I bought a new house with a preinstalled automation system, the contractor who installed it warranties the system. I was going to get in touch with them, but another sales person from a different company, stopped by my house a few days after I closed. At first I thought he was with that same company, but it turns out he was with another. I ended up signing a contract but did not get a copy and no cancellation forms. They scheduled an install date, but I've since changed my mind. It's been more than 3 days but they haven't installed the system yet. The installer came to my house and there was a communication problem with the devices I have installed already, so the installation has been postponed. That when I also found out that contracting this new company will void the warranty on the system. I think the contract is not valid yet because I'm required to make the first payment when the installation is done, the installer also had the contract with him. It took me a long time to fix my credit I'd hate to mess it up now.

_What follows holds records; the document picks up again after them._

PR #2933, opened 2023-01-11
fix: AIONAPFMWK-171: fix Hydration issues SSR on Paste Remix

espipj:
As reakit is not releasing a fix we've used patch-package to fix the reakit Portal build files. In the process changes from https://github.com/twilio-labs/paste/pull/2926 were reverted.

Also installed `postinstall-postinstall` package, see reason here: https://github.com/ds300/patch-package#why-use-postinstall-postinstall-with-yarn

Hopefully this fixes can be merged and released on the main reakit package in the following PR https://github.com/ariakit/ariakit/pull/2198 and then we can revert this config

Some smaller fixes were made:

- Storybook quiet mode
- Option/Select only client side **important** see: https://github.com/facebook/react/issues/24519#issuecomment-1122780621 this needs further investigation in the future
- Main modal (with video) only showing on the client 

How to test:
- Upgrade Paste Remix nextjs version to "^13"
- Change the @twilio-paste/core to be a link to paste-core-bundle folder
- build everything
- run Paste Remix Dev

**Contributing to Twilio**


eyerean (approved):

Niznikr (commented):
While this solution works for development I believe more work is needed to ensure `paste-libraries` has the patch applied when published. [This approach is worth exploring](https://github.com/ds300/patch-package/issues/198#issuecomment-873975267).

Niznikr (approved):

PR #2965, opened 2023-01-20
feat: add support for React 18

Niznikr:
- Update peer dependencies to include React 18
- Update dev dependencies to use React and React DOM 18
- Run unit tests for React 16, 17, and 18
- Update component types to [explicitly include children ](https://solverfox.dev/writing/no-implicit-children/)
- Update `@twilio-paste/uid-library` to detect and use React's `useId` hook if available
- Update to use [Reakit version with portal ssr fix](https://www.npmjs.com/package/@niznikr/reakit)
- Upgrade to [Next 13](https://nextjs.org/blog/next-13) to address hydration issues


.changeset/lucky-years-doubt.md
```diff
@@ -0,0 +1,96 @@
...
+'@twilio-paste/spinner': minor
+'@twilio-paste/switch': minor
+'@twilio-paste/table': minor
+'@twilio-paste/tabs': minor
+'@twilio-paste/textarea': minor
+'@twilio-paste/time-picker': minor
+'@twilio-paste/toast': minor
+'@twilio-paste/tooltip': minor
+'@twilio-paste/truncate': minor
+'@twilio-paste/core': minor
```
TheSisb, line 60: Let's make this a major for all

gloriliale (approved):

.changeset/lucky-years-doubt.md
SiTaggart: OK, I won't bother amending my changeset. Let's bundle in a few majors together

packages/paste-core/components/badge/stories/index.stories.tsx
```diff
@@ -26,7 +26,7 @@ const Wrapper = styled.div(
   })
 );
 
-export const AllBadges: React.FC = () => (
+export const AllBadges = (): JSX.Element => (
```
SiTaggart, line 29: suggest (non-blocking): If you were going to the effort of swapping all these, you _could_ swap them to 

```
export const AllBadges:StoryFn = () => (
```

Which returns a JSX.Element

packages/paste-core/components/data-grid/__tests__/index.spec.tsx
```diff
@@ -227,9 +260,13 @@ describe('Data Grid', () => {
...
       expect(header.getAttribute('aria-sort')).toBe('ascending');
-      headerSort.click();
+      act(() => {
+        headerSort.click();
+      });
       expect(header.getAttribute('aria-sort')).toBe('descending');
-      headerSort.click();
+      act(() => {
+        headerSort.click();
+      });
```
SiTaggart, line 269: praise: Nice. Wonder if we're seeing some speed improvements on these tests now?

packages/paste-core/components/select/src/Select.tsx
```diff
@@ -102,7 +107,7 @@ const Select = React.forwardRef<HTMLSelectElement, SelectProps>(
             size={multiple ? size : 0}
             variant={variant}
           >
-            {children}
+            {showOptions && children}
```
SiTaggart, line 110: question: should this have it's own changeset? I know its for hydration, but if someone upgrades would it be useful to us or them to have a call out specifically in this components changelog mentioning this change?

packages/paste-libraries/reakit/package.json
```diff
@@ -25,16 +25,16 @@
     "tsc": "tsc"
   },
   "dependencies": {
-    "reakit": "1.3.11",
+    "@niznikr/reakit": "1.3.12",
```
SiTaggart, line 28: question(non-blocking): I'm starting to wonder if when we need to fork things whether we should fork them to twilio-labs or a twilio namespace. This is the second personal fork we now rely on

SiTaggart (dismissed):

packages/paste-core/components/select/src/Select.tsx
Niznikr: Yeah a changeset could be helpful for this!

packages/paste-libraries/reakit/package.json
Niznikr: All for having them under `twilio-labs`.

Niznikr:
@SiTaggart Upgrading `@niznikr/reakit` to `1.3.18` should resolve the TS/build issue and this PR should be good to go.

cypress/support/commands/parent-commands.ts
```diff
@@ -98,7 +98,7 @@ Cypress.Commands.add('getInFixedContainer', (selector) => {
 
 Cypress.Commands.add('visualRegressionTestUrl', ({url, testName}) => {
   cy.visit(url);
-  cy.wait(1000);
+  cy.wait(2000);
```
Niznikr, line 101: @SiTaggart Percy was catching regressions as a result of [R18 stricter Strict Mode](https://reactjs.org/blog/2022/03/29/react-v18.html#new-strict-mode-behaviors) which does an extra unmount/remount. We want to keep it on to catch concurrency bugs for code resiliency. As such, we need to bump the wait time (might need more) to ensure all re-rendering is done.

SiTaggart (approved):

TheSisb (approved):

PR #3027, opened 2023-02-08
ci: enable TurboSnap for Chromatic

Niznikr:
To reduce the number of snapshots taken during Chromatic for faster checks and prevent overage costs, we can enable [TurboSnap](https://www.chromatic.com/docs/turbosnap). Going to keep it at `pull_request` for now for us to stress-test it and figure out how we might want to use it on `push` in a future iteration (since it requires packages to be built first). Verified `pull_request` works for this with the Chromatic team and based off [their example](https://github.com/chromaui/chromatic-cli/blob/main/.github/workflows/chromatic-main-and-prs.yml).

To test and see the generated dependency graph:

1. Run `yarn build:storybook`
2. Inspect `docs/preview-stats.json`


.github/workflows/on_pull_request.yml
```diff
@@ -419,6 +419,11 @@ jobs:
           buildScriptName: "build:storybook"
           autoAcceptChanges: "main"
           exitOnceUploaded: true
+          onlyChanged: true
+          externals: |
+            - 'packages/paste-design-tokens/tokens/**'
+            - 'packages/paste-icons/src/**'
```
Niznikr, line 425: These files are pre-processed/built and so require to be specified as [externals](https://www.chromatic.com/docs/turbosnap#specify-external-files-to-trigger-a-full-re-test-when-they-change).

nkrantz (dismissed):

gloriliale (dismissed):

gloriliale (approved):

nkrantz (dismissed):

SiTaggart (approved):

gloriliale (approved):

PR #3050, opened 2023-02-23
fix: discussions templates

nkrantz:
Fixes the rest of the Discussions templates that are also broken.


loreina (approved):

loreina:
question(non-blocking): just curious, why do the titles have to be an empty string for it to work?

nkrantz:
@loreina removing the `description` line was the fix. I made the titles empty because that refers to the title of the discussion, not the title of the category, so the discussions were pre-titled "Office Hours" etc. I assumed you were referring to the title of the category though. Let me know if that was the intended behavior and I'll replace them!

shleewhite (approved):

TheSisb (approved):

PR #3053, opened 2023-02-24
feat: Minimizable Dialog updates

shleewhite:
- [x] update styles to one twilio
- [x] fix border radius so background color doesn't show up in corners of the dialog
- [x] add toggleMinimized function to the useMinimizableDialogState return to match the toggle function that comes from the useNonModalDialogPrimitiveState hook
- [x] break out the styledMinimizableDialog component out so that it can be used in VRT (similar to how the modal VRT stories work)
- [x] update the default and default minimized stories so theyre not all stacked on top of each other

**Contributing to Twilio**

### DIFF
--- a/packages/paste-core/components/minimizable-dialog/src/StyledMinimizableDialog.tsx
+++ b/packages/paste-core/components/minimizable-dialog/src/StyledMinimizableDialog.tsx
@@ -1,7 +1,8 @@
 import * as React from 'react';
 import {Box} from '@twilio-paste/box';
+import type {BoxProps} from '@twilio-paste/box';
 
-export const StyledMinimizableDialog: React.FC<{element?: string; children: React.ReactNode}> = ({
+export const StyledMinimizableDialog: React.FC<React.PropsWithChildren<Pick<BoxProps, 'element'>>> = ({
   element,
   children,
 }) => (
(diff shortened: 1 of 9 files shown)


TheSisb (dismissed):

TheSisb (dismissed):

nkrantz (approved):

loreina (dismissed):

packages/paste-core/components/minimizable-dialog/src/StyledMinimizableDialog.tsx
```diff
@@ -0,0 +1,21 @@
+import * as React from 'react';
+import {Box} from '@twilio-paste/box';
+
+export const StyledMinimizableDialog: React.FC<{element?: string; children: React.ReactNode}> = ({
```
SiTaggart, line 4: issue(blocker): This needs to be changed for React18. We can no longer do `React.FC` typings without `React.PropsWithChildren`

```
React.FC<React.PropsWithChildren<AvatarContentProps>>
```

SiTaggart: Side note, worries me it doesn't fail type checking

shleewhite: ooohh is this a react 18 thing?

loreina (approved):

packages/paste-core/components/minimizable-dialog/src/StyledMinimizableDialog.tsx
SiTaggart: Yup Yup. I have updated the VS code snippet too, but I don't know if anyone uses them

PR #3059, opened 2023-02-28
chore: animate SideModal component

TheSisb:
Currently passing  an `animated` prop to the `useSideModalState` hook does not allow the modal to close. [See this bug reproduction](https://codesandbox.io/s/new-pine-83hx99?file=/src/index.tsx)

Originally reported via discussion here: https://github.com/twilio-labs/paste/discussions/2839

Let's animate the SideModal ourselves instead so it leverages prefers-reduced-motion properly.


loreina (approved):
looks amazing

PR #3119, opened 2023-03-23
chore(label): add title to required dot

nkrantz:
Adds title to label's required dot


loreina (approved):

packages/paste-core/components/label/src/RequiredDot.tsx
```diff
@@ -23,6 +23,7 @@ export const RequiredDot: React.FC<React.PropsWithChildren<RequiredDotProps>> =
       cursor="pointer"
       display="flex"
       height="sizeIcon30"
+      title={i18nLabel || 'Required'}
```
SiTaggart, line 26: suggestion: Instead of this, I might make 'Required' the default value of `i18nLabel` when it's being destructured. Right now there is also a little bit of a bug in that if you don't use i18nLabel, the required dot screen reader only text is blank. Adding `Required` as default value would do what you want and fix that bug

nkrantz: fixed

loreina (approved):

SiTaggart (dismissed):

SiTaggart (approved):

PR #3139, opened 2023-03-31
feat: update @twilio-paste/design-tokens dep for VS Code extension

brandongregoryscott:
Hey team! The VS Code extension is a little out of date with the most recent design tokens package, so this PR bumps it to the latest version. It might be nice to have a workflow that automatically pushes out a PR to update this dependency when it changes, so we don't need to manually keep it updated.

**Contributing to Twilio**


apps/vs-code-intellisense/package.json
```diff
@@ -71,7 +71,7 @@
     "test": "node ./out/test/runTest.js"
   },
   "dependencies": {
-    "@twilio-paste/design-tokens": "^8.5.0",
+    "@twilio-paste/design-tokens": "^9.0.2",
```
SiTaggart, line 74: Hmmmm internal dependency versioning should be handled by changesets. I wonder if this is set up correctly as workspace? If it's not detected as a workspace package it won't get version updates.

Publishing to the Microsoft extension registry is a whole other thing

brandongregoryscott: The VS Marketplace is definitely a little clunky.

Do you have an example of how this dependency should be setup? 🤔

PR #3154, opened 2023-04-12
feat(sidebar): add a Sidebar component with several variant styles

TheSisb:
This PR adds a new Paste package: `@twilio-paste/sidebar`. This package exports three components:
- Sidebar
- PushSidebarContentWrapper
- OverlaySidebarContentWrapper

The Sidebar comes prebuilt with two variants: `default` or `compact`.  `compact` keeps a sliver of the sidebar visible when collapsed, but otherwise is the same.

The `Sidebar` component is position fixed, locked to the left side of the screen and taking the full vertical height. By default, Sidebar is an overlay element. In order for the Sidebar to push the page contents, we wrap the page content with the corresponding `Push-` or `OverlaySidebarContentWrapper`. These wrappers handle animating the content position when the sidebar opens or closes. They accept the same props as Sidebar.

All the components are stateless. State is managed by the consuming application.

The Sidebar is responsive. It occupies the full 100% width, behaves as overlay, and is default variant always on the smallest breakpoint (mobile). This allows nested components to respond accordingly by also using responsive props and expecting the behavior on the smallest breakpoint too.

---

This PR also changes the `theme`'s `breakpoints` from `rem` to `px` values. MediaQueries are more easily grokked as PX, and it simplifies development. Some tests, like snapshot tests, may need to be updated.


.changeset/proud-bulldogs-share.md
```diff
@@ -0,0 +1,6 @@
+---
+'@twilio-paste/sidebar': minor
```
nkrantz, line 2:
```suggestion
'@twilio-paste/sidebar': major
```

.changeset/new-owls-refuse.md
```diff
@@ -0,0 +1,6 @@
+---
+'@twilio-paste/core': patch
+'@twilio-paste/theme': patch
+---
+
+[Theme] theme breakpoint values are now represented as `px` values instead of `rem` values
```
nkrantz, line 6: suggestion: include the tip about tests needing to be updated because of this change if it's relevant to consumers

packages/paste-core/components/sidebar/__tests__/index.spec.tsx
```diff
@@ -0,0 +1,163 @@
...
+    </Theme.Provider>
+  );
+};
+
+describe('Sidebar', () => {
+  /**
+   * PUSH
+   */
+  describe('Push Sidebar', () => {
+    it('should render collapsed', async () => {
```
nkrantz, line 47: question: why are all of these `it` blocks async?

packages/paste-core/components/sidebar/package.json
```diff
@@ -0,0 +1,60 @@
+{
+  "name": "@twilio-paste/sidebar",
+  "version": "0.0.1",
+  "category": "layout",
+  "status": "alpha",
```
nkrantz, line 5: question: is this intentionally alpha instead of prod?

nkrantz (commented):
couple small things but looks great!

.changeset/proud-bulldogs-share.md
TheSisb: Keeping it a minor until we get all the pieces in it.

nkrantz (approved):

packages/paste-core/components/sidebar/src/Sidebar.tsx
```diff
@@ -0,0 +1,104 @@
...
+import type {BoxProps} from '@twilio-paste/box';
+import {useSpring, animated} from '@twilio-paste/animation-library';
+import {useTheme} from '@twilio-paste/theme';
+import {useWindowSize} from '@twilio-paste/utils';
+
+import type {Variants} from './types';
+
+const StyledSidebar = React.forwardRef<HTMLDivElement, BoxProps>((props, ref) => (
+  <Box
+    aria-label="Main Navigation"
```
SiTaggart, line 12: issue: hard coded string for i18n

packages/paste-core/components/sidebar/src/Sidebar.tsx
```diff
@@ -0,0 +1,104 @@
...
+
+    return (
+      <AnimatedStyledSidebar
+        {...safelySpreadBoxProps(props)}
+        ref={ref}
+        element={element}
+        width={['100%', isCompact && collapsed ? 'sizeSidebarCompact' : 'sizeSidebar']}
+        style={styles}
+        aria-label={props['aria-label']}
+        aria-expanded={!collapsed}
```
SiTaggart, line 97: thought: this might end up being on the trigger not the container, but we can figure that out when we have all the bits together

SiTaggart (commented):
Praise: I really like the API and the way it's turned out 🎉

packages/paste-core/components/sidebar/src/Sidebar.tsx
TheSisb: So `'aria-label'?: string;` is a prop on the Sidebar which gets passed down to this to overwrite it. Should I remove the default label?

packages/paste-core/components/sidebar/src/Sidebar.tsx
TheSisb: yeah i was wondering about that too. tbd we have the rest, agreed

packages/paste-core/components/sidebar/src/Sidebar.tsx
SiTaggart: Depends on if it's a mandatory prop. I can imagine people not realizing they need to supply a label and not overriding it. Even if they internationalise it, they won't know necessarily that we buried a hard coded string in the component for them to override.

SiTaggart (approved):

loreina (approved):

PR #3173, opened 2023-04-19
chore: inject core version into the DOM

SiTaggart:
It's difficult to debug consuming applications, especially when folks find dependency management so hard. By injecting the version number of Core into the DOM we can see and prove what version of core the application is really resolving too.

It's static string replacement at compile time using an esbuild plugin.

image

## Checklist

### DIFF
--- a/tools/build/esbuild.js
+++ b/tools/build/esbuild.js
@@ -1,4 +1,7 @@
+const path = require('path');
 const esbuild = require('esbuild');
+const {esbuildPluginVersionInjector} = require('esbuild-plugin-version-injector');
+
 const {PasteCJSResolverPlugin} = require('./plugins/PasteCJSResolver');
 const {EsmExternalsPlugin} = require('./plugins/EsmExternals');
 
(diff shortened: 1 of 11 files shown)


tools/build/esbuild.js
```diff
@@ -49,15 +53,21 @@ async function build(packageJson) {
...
+     */
     target: ['chrome66', 'firefox58', 'safari11', 'edge79', 'node12.19.0'],
     define: {
       'process.env.NODE_ENV': `"${process.env.NODE_ENV}"`,
     },
     external,
   };
 
+  const versionInjectorConfig = {
+    packageJsonPath: path.join(__dirname, '../../packages/paste-core/core-bundle/package.json'),
```
TheSisb, line 68: question/suggestion: can we do this for all the individual packages too? In case people have core installed, but also use something like theme or button individually as well? Or is that a limitation right now?

TheSisb (approved):

tools/build/esbuild.js
SiTaggart: That's the dream. What I wanted initially was a DOM node that looked like:

```html
<div data-paste-component="@twilio-paste/button" data-paste-component-version="9.0.0" data-paste-core-version="19.0.1" />
```

but the only way I could think about doing that was going into each component and tagging the outer most dom node in each package... and that seemed like a lot of work...

I can't think of a way to do it centerally because Box source isn't bundled into each package, it doesn't know anything about button using it, for example

nkrantz (dismissed):

nkrantz (approved):

PR #3178, opened 2023-04-20
feat(sidebar): add SidebarHeader component

TheSisb:
- [x] Adds the SidebarHeader component
- [x] Tests
- [x] Stories
- [x] Customization


packages/paste-core/components/sidebar/src/SidebarHeader.tsx
```diff
@@ -0,0 +1,62 @@
...
+        display="flex"
+        alignItems="center"
+        justifyContent="flex-start"
+        columnGap="space50"
+        overflow="hidden"
+        element={element}
+        ref={ref}
+      >
+        <Button size="icon" variant="inverse" element={`${element}_BUTTON`} onClick={onClick}>
+          {productIcon ? productIcon : <ProductHomeIcon size="sizeIcon20" decorative element={`${element}_ICON`} />}
```
nkrantz, line 35: suggestion: specify icon color

packages/paste-core/components/sidebar/src/SidebarHeader.tsx
```diff
@@ -0,0 +1,62 @@
...
+        </Button>
+        <Box
+          opacity={collapsed ? '0' : '1'}
+          element={`${element}_TEXT`}
+          fontSize="fontSize30"
+          fontWeight="fontWeightSemibold"
+          lineHeight="lineHeight30"
+          letterSpacing="-.02em"
+          as="h5"
```
nkrantz, line 44: question: why did you go with h5

packages/paste-core/components/sidebar/src/SidebarCollapseButton.tsx
```diff
@@ -0,0 +1,58 @@
...
+
+    return (
+      <Button
+        ref={ref}
+        size="icon"
+        variant="inverse"
+        element={element}
+        {...props}
+        aria-expanded={!collapsed}
+        aria-controls={sidebarId}
```
SiTaggart, line 32: praise: excellent inclusion of accessibility

packages/paste-core/components/sidebar/src/SidebarPushContentWrapper.tsx
```diff
@@ -48,4 +48,4 @@ export const PushSidebarContentWrapper = React.forwardRef<HTMLDivElement, PushSi
     );
   }
 );
-PushSidebarContentWrapper.displayName = 'PushSidebarContentWrapper';
+SidebarPushContentWrapper.displayName = 'SidebarPushContentWrapper';
```
SiTaggart, line 51: praise: ah yeah, these seem like really obvious names now.

packages/paste-core/components/sidebar/src/SidebarHeader.tsx
SiTaggart: yeah, I might have some caution on the use of ay heading level given document hierarchy will be unknown. We might just get away with a div here

packages/paste-core/components/sidebar/src/SidebarHeader.tsx
TheSisb: I think `currentColor` as default should work fine. Any reason why you recommend specifying it?

nkrantz (approved):

packages/paste-core/components/sidebar/src/SidebarHeader.tsx
serifluous: Does that allow a product to change the icon color? Like, say in the future if we do want each product to use the brand colors for the icon color?

TheSisb: Yup. Teams can pass in their own icon entirely with the `productIcon` prop.

PR #3205, opened 2023-04-27
feat(topbar): add package

TheSisb:
Adding the Topbar component as part of the Navigation UI Kit


.changeset/kind-suns-cross.md
```diff
@@ -0,0 +1,5 @@
+---
+'@twilio-paste/codemods': patch
```
nkrantz, line 2: question: why do you have a changeset for codemods?

packages/paste-core/components/topbar/stories/topbar.stories.tsx
```diff
@@ -0,0 +1,124 @@
...
+
+const TonsOfContent: React.FC = () => {
+  const content = [];
+  for (let i = 0; i < 10; i++) {
+    content.push(<Paragraph key={i}>Dummy content</Paragraph>);
+  }
+  return <>{content}</>;
+};
+
+export const PushDefaultTopbar: StoryFn = () => {
```
nkrantz, line 30: suggestion: can you add a "open sidebar" button to this story like you have in the sidebar stories? once it's collapsed there's no way to re-open it

packages/paste-core/components/topbar/stories/topbar.stories.tsx
```diff
@@ -0,0 +1,124 @@
...
+      </Sidebar>
+      <SidebarPushContentWrapper collapsed={pushSidebarCollapsed} variant="compact">
+        <Topbar>Topbar</Topbar>
+        <TonsOfContent />
+      </SidebarPushContentWrapper>
+    </>
+  );
+};
+
+export const OverlayDefaultTopbar: StoryFn = () => {
```
nkrantz, line 78: same here re: open sidebar button

packages/paste-core/components/topbar/src/types.ts
```diff
@@ -0,0 +1,2 @@
+// TODO
```
nkrantz, line 1: reminder: remove comment

SiTaggart, line 1: question: Still `TODO`?

.changeset/kind-suns-cross.md
TheSisb: So the package can be shipped to npm and for it to upgrade with this new component

SiTaggart (dismissed):

nkrantz (dismissed):

loreina (commented):
issue(blocking): sidebar should be 76px in height so the bottom border matches sidebar header. in the breakdown doc, I suggested making a new token `size-topbar` but open to suggestions on that. 

suggestion(non-blocking): could we add multiple items next to each other for the left and right actions in the topbar? just to test what the spacing between each is.

figma reference: https://www.figma.com/file/kLinP2s645exXC2BEebC7p/feat(Navigation)%3A-create-components?node-id=27966-198627&t=HtxSPXYhccvo3vnF-4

I made an in home purchase with a company. They installed the next day, but we decided we didn't want it. They are saying that the paper we signed the first night with the purchase price started the 3 days of rescission but the papers they brought for the actual contract the next day had all the details of rescission and relinquishing goods within the allotted time. They are saying that iwe turned in the rescission for the financing and we didn't make it in time for the rescission on the product. However the first night they didn't give us two copies of the right of cancellation, simply a statement on the bottom of the price agreement stating we could cancel within three business days. I think that is ridiculous because the paperwork that came with installation is the one that states all the terms laid out by the ftc and it stated to deliver it to the company we were dealing with not the financing agent.

You can report the business to your state Attorney General’s office and other state and local consumer protection agencies. If you think the company has a business license, check with your city or county. You may be able to report the company to whoever licenses the company, or get some help from the agency that licenses the company.